Elastic Load Balancing

Elastic Load Balancing is the AWS service that automatically distributes incoming application traffic across multiple resources, such as Amazon EC2 instances.

  • A load balancer acts as a single point of contact for all incoming web traffic to your Auto Scaling group. This means that as you add or remove Amazon EC2 instances in response to the amount of incoming traffic, these requests route to the load balancer first. Then, the requests spread across multiple resources that will handle them. For example, if you have multiple Amazon EC2 instances, Elastic Load Balancing distributes the workload across the multiple instances so that no single instance has to carry the bulk of it.
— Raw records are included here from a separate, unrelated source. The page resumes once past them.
PR #2816, opened 2026-02-08
Pause/Resume command fix

davight:
## Changes:
- Updated to `autoCompile()`
- Moved `resume` to its own class
- Fixed executing the `resume` with specified duration to actually resume for the specified duration

I could probably also add prefixed arg to provide list of npcs rather than only the linked one

### DIFF
--- a/plugin/src/main/java/com/denizenscript/denizen/scripts/commands/npc/PauseCommand.java
+++ b/plugin/src/main/java/com/denizenscript/denizen/scripts/commands/npc/PauseCommand.java
@@ -2,12 +2,13 @@ package com.denizenscript.denizen.scripts.commands.npc;
 
 import com.denizenscript.denizen.Denizen;
 import com.denizenscript.denizen.utilities.Utilities;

Although Elastic Load Balancing and Amazon EC2 Auto Scaling are separate services, they work together to help ensure that applications running in Amazon EC2 can provide high performance and availability.

Example: Elastic Load Balancing

  • Low-demand period

    Here’s an example of how Elastic Load Balancing works. Suppose that a few customers have come to the coffee shop and are ready to place their orders.

    If only a few registers are open, this matches the demand of customers who need service. The coffee shop is less likely to have open registers with no customers. In this example, you can think of the registers as Amazon EC2 instances.

  • High-demand period

    Throughout the day, as the number of customers increases, the coffee shop opens more registers to accommodate them. In the diagram, the Auto Scaling group represents this.

    Additionally, a coffee shop employee directs customers to the most appropriate register so that the number of requests can evenly distribute across the open registers. You can think of this coffee shop employee as a load balancer.